- Prospect Hill
- Coordinates: 35°13′S 138°44′E﻿ / ﻿35.22°S 138.73°E
- Country: Australia
- State: South Australia
- LGAs: District Council of Mount Barker; Alexandrina Council;
- Location: 7 km (4.3 mi) south of Meadows; 46 km (29 mi) south of Adelaide;

Government
- • State electorate: Heysen;
- • Federal division: Mayo;
- Elevation: 400 m (1,300 ft)

Population
- • Total: 159
- Postcode: 5201
Localities around Prospect Hill
| Kuitpo | Meadows | Bull Creek |
| Kuitpo | Prospect Hill | Bull Creek |
| Blackfellows Creek | McHarg Creek | McHarg Creek |

= Prospect Hill, South Australia =

Prospect Hill is a small town in the southern Adelaide Hills of South Australia. Its major industries are forestry in Kuitpo Forest and dairy farming. The area also features a series of mountain bike trails.

Prospect Hill was significantly damaged by the Ash Wednesday bushfires in 1983. The town lost the scout hall, general store building, former school building, CWA hall, and library alongside 16 houses.

== History ==
The area of land surrounding Prospect Hill is the traditional land of the Peramangk tribe.

The first European activities in the Prospect Hill area begun with the arrival of William and Jane Michelmore, who settled in proximity to the intersections of Prospect Hill and Meadow Creek. The Prospect Hill area was then formally surveyed in 1840, by Thomas Burr, and again in 1856. The town experienced a period of significant growth through the 1870s, through the addition of a general store in 1872, alongside a church, and spring cart service to Adelaide both of which opened in 1873.

This period of growth further saw further additions to the town including the Prospect Hill primary school (1887–1962). As well as the introduction of the towns titular name in 1873, the towns expansion facilitated an increase in industry, as exemplified by the establishment of a nearby sawmill, before its destruction by fire in the summer of 1887–1888.
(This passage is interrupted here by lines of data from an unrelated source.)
Issue #1117, opened 2023-03-06
Set `factories` default to `copy=None`in line with Python array-API


ClaudiaComito:
`heat.array(obj)` by default makes a copy of the underlying object, in sync with [np.array](https://numpy.org/doc/stable/reference/generated/numpy.array.html). Our users deal with massive arrays by definition, so we should consider deviating from NumPy here.

**Related** 
#991 

**Feature functionality**
I propose to switch to the Python array-API [`asarray`](https://data-apis.org/array-api/2022.12/API_specification/generated/array_api.asarray.html) default `copy=None` and only create a copy when strictly necessary.

Let's revise and release this quickly @Markus-Goetz

PR #1119, opened 2023-03-15
`ht.array()` default to `copy=None` (e.g., only if necessary)

ClaudiaComito:
## Description

This PR changes the default of the `ht.array(copy)` attribute to None. Previous default was `copy=True`. We introduce a deviation from the NumPy API to reduce the memory footprint of Heat operations. The changes comply with the [Python array-API standard](https://data-apis.org/array-api/2022.12/API_specification/generated/array_api.asarray.html). 

- **Previous** default behaviour when creating a DNDarray: `copy=True`
  - `ht.array` by default would make a copy of the underlying data object.
  - Users could disable this by explicitly setting `copy=False`
  - Pros: we'd be sure that by default, process-local data objects are contiguous
  - Cons: obviously by default we are copying huge arrays
  
- **New** default: following the [Python array-API standard for `asarray`](https://data-apis.org/array-api/2022.12/API_specification/generated/array_api.asarray.html), the following options are now available for the `copy` attribute:
      - **copy (Optional[bool])** – boolean indicating whether or not to copy the input. If `True`, the function must always copy. If `False`, the function must never copy for input which supports the [buffer protocol](https://docs.python.org/3/c-api/buffer.html) and must raise a `ValueError` in case a copy would be necessary. If `None`, the function must reuse existing memory buffer if possible and copy otherwise. Default: None.

Issue/s resolved: #1117 #990

## Changes proposed:
- `factories.array()` attribute `copy` now defaults to `None`, i.e. existing memory buffer is reused if possible, copied otherwise.
- `copy=False`  raises a `ValueError` if a copy would be necessary. Note: this only holds for "input which supports buffer protocol", i.e. not for scalars.
- `manipulations.diagonal()` modified to return a contiguous local array
- updated tests

## Type of change

The underlying local data object of a DNDarray (`dndarray.larray`) might now be  a [view of a torch tensor](https://pytorch.org/docs/stable/tensor_view.html). Copy might be necessary before communication.

## Memory requirements

In progress
## Performance

In progress

## Due Diligence

yes

The underlying local data object of a DNDarray (`dndarray.larray`) might now be  a [view of a torch tensor](https://pytorch.org/docs/stable/tensor_view.html). Copy might be necessary before communication.


Mystic-Slice (dismissed):
The changes look good to me!

Mystic-Slice:
The tests' failing has something to do with the numpy type system. After searching around, I found out that: 
They have a separate `dtype` structure.
So, `obj.dtype` returns "int64" which is of type `numpy.dtype[int64]` which even though is equal to `numpy.int64`, is not the same object.
```py
> np.dtype("int64") == np.int64 # True
> np.dtype("int64") is np.int64 # False
```
[Source](https://stackoverflow.com/a/26921882)


#### Workaround
It is to make use of the `type` attribute that the `numpy.dtype` object has, which gives us back the usual data type (here, `numpy.int64`)
Add this snippet after [line 516 in heat/core/type.py](https://github.com/helmholtz-analytics/heat/blob/a5515f08501388f95b571eb28e604d88a7dc86c4/heat/core/types.py#L516)
```py
# Get around the numpy type system (np.dtype[<actual_type_we_want>])
if(hasattr(a_type, "type")):
    a_type = a_type.type
  ```
  This solves the issue for me locally.
  
  PS: Are there any other objects that might also have a `type` attribute?

**Comment by ClaudiaComito** [comment]
> The tests' failing has something to do with the numpy type system. After searching around, I found out that: They have a separate `dtype` structure. So, `obj.dtype` returns "int64" which is actually `numpy.dtype[int64]` which even though is equal to `numpy.int64`, is not the same object.
> 
> ```python
> > np.dtype("int64") == np.int64 # True
> > np.dtype("int64") is np.int64 # False
> ```
> 
> [Source](https://stackoverflow.com/a/26921882)
> #### Workaround
> 
> It is to make use of the `type` attribute that the `numpy.dtype` object has, which gives us back the usual data type (here, `numpy.int64`) Add this snippet after [line 516 in heat/core/type.py](https://github.com/helmholtz-analytics/heat/blob/a5515f08501388f95b571eb28e604d88a7dc86c4/heat/core/types.py#L516)
> 
> ```python
> # Get around the numpy type system (np.dtype[<actual_type_we_want>])
> if(hasattr(a_type, "type")):
>     a_type = a_type.type
> ```
> 
> This solves the issue for me locally.
> 
> PS: Are there any other objects that might also have a `type` attribute?

Thanks a lot for reviewing @Mystic-Slice , and for proposing a solution. I have modified `ht.canonical_heat_types` similarly to what you suggested. `torch.dtype`  have no `type` attribute... yet! We will have to revisit if that changes.

**Review by Mystic-Slice — DISMISSED** [review]

File: heat/core/factories.py [hunk 1]
```diff
@@ -151,7 +151,7 @@ def arange(
 def array(
     obj: Iterable,
     dtype: Optional[Type[datatype]] = None,
-    copy: bool = True,
+    copy: bool = None,
```
JuanPedroGHM, line 154: Probably should be 
```python
copy: Optional[bool] = None,
```

heat/core/factories.py
```diff
@@ -198,6 +199,8 @@ def array(
     ------
     NotImplementedError
         If order is one of the NumPy options ``'K'`` or ``'A'``.
+    ValueError
+        If ``copy`` is False but a copy is necessary.
```
JuanPedroGHM, line 204: `TypeError` should also be listed here

JuanPedroGHM (commented):
The changes look good, and test for the new errors are included. It might be good to add in the documentation why a copy is necessary in the case of the `ValueError`, just to give some clarity on the internal workings.

ClaudiaComito:
@JuanPedroGHM is there a good way of checking for memory usage within the benchmarks?

mrfh92 (approved):
From my point of view the changes look fine. Therefore, I recommend merging if the CI runs through.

The town features a listing on the South Australian Heritage Register for the Prospect Hill Museum (formerly the general store).

== Demographics ==
At the 2021 Census, Prospect Hill had 158 residents, with 50.6% male, and 49.4% female. The median age was 47. No residents identified as Aboriginal or Torres Strait Islander. Common ancestries included Australian (43%), English (41.1%), Scottish (11.4%), and German (8.9%).

Most residents were born in Australia (81%). Religiously, "No religion" was reported by 54.4%, followed by Catholic (8.9%), Uniting Church (8.9%), and Lutheran (7%).